Would you go through the records below and copy each line with the string "provided"?
(Beginning of Data for this exercise)
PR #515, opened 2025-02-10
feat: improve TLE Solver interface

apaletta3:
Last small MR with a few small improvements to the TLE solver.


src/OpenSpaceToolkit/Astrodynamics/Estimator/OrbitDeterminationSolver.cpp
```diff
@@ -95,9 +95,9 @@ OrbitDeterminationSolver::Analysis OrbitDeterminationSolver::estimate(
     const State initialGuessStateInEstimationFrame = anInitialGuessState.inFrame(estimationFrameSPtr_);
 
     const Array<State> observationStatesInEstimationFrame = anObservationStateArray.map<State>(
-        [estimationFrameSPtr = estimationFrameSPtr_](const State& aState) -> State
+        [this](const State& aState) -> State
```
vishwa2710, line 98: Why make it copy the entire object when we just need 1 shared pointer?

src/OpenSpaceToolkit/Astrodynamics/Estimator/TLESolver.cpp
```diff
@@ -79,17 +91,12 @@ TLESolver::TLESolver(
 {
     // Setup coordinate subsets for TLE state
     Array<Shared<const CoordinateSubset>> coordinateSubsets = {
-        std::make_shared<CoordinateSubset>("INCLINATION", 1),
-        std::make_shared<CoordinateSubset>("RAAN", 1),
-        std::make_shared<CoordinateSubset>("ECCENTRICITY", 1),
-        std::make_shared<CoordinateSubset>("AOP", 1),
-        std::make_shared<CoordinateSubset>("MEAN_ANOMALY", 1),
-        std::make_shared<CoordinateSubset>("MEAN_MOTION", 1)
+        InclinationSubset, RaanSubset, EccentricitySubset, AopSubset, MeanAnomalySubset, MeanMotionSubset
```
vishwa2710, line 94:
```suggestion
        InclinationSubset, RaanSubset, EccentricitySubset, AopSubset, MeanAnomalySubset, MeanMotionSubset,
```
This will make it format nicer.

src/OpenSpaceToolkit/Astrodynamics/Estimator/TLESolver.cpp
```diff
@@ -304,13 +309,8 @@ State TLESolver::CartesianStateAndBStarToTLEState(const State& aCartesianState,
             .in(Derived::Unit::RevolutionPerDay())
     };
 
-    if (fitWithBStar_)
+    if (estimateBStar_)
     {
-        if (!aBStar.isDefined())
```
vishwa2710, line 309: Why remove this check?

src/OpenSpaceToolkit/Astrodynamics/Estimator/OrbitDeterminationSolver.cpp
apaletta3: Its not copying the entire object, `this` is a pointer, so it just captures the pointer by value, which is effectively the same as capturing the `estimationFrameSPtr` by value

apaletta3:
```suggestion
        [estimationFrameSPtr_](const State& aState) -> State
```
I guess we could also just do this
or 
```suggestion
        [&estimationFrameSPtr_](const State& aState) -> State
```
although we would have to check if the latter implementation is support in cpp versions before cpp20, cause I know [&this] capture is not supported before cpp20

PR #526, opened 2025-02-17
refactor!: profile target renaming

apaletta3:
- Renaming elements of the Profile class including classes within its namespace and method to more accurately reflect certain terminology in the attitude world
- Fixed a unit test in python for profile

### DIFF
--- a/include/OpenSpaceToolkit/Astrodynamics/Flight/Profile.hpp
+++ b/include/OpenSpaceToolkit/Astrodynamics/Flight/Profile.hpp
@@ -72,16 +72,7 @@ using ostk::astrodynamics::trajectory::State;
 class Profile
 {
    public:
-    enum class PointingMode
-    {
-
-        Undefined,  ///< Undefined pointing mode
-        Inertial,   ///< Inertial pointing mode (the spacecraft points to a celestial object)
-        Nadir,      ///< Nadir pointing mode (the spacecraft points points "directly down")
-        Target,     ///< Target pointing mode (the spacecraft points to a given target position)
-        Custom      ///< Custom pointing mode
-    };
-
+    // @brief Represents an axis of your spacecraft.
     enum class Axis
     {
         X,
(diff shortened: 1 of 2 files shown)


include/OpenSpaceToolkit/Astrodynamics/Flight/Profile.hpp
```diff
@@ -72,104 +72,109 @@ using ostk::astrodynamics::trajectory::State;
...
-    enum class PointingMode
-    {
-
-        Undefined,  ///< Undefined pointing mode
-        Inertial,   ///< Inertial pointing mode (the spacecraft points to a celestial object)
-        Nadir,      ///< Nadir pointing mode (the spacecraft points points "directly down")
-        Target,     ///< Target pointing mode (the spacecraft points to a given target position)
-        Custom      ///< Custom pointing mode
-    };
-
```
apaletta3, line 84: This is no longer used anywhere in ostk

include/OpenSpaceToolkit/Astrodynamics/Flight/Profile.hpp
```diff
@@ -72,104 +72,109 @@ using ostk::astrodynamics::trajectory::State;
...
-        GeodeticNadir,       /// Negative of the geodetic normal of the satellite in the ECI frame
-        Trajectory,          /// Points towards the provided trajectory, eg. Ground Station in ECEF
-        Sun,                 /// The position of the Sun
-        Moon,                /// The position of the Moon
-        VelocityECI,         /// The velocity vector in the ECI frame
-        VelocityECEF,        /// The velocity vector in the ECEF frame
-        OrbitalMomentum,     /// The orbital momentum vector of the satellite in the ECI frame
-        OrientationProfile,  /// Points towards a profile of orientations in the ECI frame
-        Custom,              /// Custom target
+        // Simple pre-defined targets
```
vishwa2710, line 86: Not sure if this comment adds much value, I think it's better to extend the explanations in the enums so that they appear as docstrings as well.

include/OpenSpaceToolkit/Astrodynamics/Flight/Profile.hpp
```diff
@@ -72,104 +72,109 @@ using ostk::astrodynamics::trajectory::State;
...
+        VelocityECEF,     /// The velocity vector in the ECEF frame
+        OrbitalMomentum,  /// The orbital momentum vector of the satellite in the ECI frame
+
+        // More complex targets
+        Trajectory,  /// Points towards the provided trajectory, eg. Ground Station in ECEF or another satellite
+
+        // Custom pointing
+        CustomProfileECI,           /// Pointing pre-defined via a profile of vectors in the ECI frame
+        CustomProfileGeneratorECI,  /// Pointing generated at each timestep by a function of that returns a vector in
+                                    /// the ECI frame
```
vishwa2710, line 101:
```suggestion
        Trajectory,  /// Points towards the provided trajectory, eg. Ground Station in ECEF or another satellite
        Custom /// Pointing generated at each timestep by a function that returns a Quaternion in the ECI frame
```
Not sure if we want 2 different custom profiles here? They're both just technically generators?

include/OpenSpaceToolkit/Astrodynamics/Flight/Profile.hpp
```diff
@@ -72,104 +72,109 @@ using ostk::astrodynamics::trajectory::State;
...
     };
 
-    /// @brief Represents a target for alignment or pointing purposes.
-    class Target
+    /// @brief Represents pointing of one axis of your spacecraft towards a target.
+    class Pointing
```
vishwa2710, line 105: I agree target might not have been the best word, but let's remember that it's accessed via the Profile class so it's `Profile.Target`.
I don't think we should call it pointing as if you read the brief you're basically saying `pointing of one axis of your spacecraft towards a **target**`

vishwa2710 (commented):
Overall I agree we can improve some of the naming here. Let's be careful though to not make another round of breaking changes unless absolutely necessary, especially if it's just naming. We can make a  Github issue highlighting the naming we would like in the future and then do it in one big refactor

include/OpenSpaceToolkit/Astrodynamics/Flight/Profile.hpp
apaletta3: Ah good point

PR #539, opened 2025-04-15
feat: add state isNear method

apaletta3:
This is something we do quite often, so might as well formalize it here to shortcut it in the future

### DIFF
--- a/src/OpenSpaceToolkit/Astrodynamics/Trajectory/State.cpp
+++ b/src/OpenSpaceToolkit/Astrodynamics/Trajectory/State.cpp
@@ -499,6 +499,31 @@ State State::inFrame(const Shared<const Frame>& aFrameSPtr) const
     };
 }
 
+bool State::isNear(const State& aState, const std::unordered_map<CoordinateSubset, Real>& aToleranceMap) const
(End of Data for this exercise)
**Solved problem**
-        Trajectory,          /// Points towards the provided trajectory, eg. Ground Station in ECEF
+        Trajectory,  /// Points towards the provided trajectory, eg. Ground Station in ECEF or another satellite
        Trajectory,  /// Points towards the provided trajectory, eg. Ground Station in ECEF or another satellite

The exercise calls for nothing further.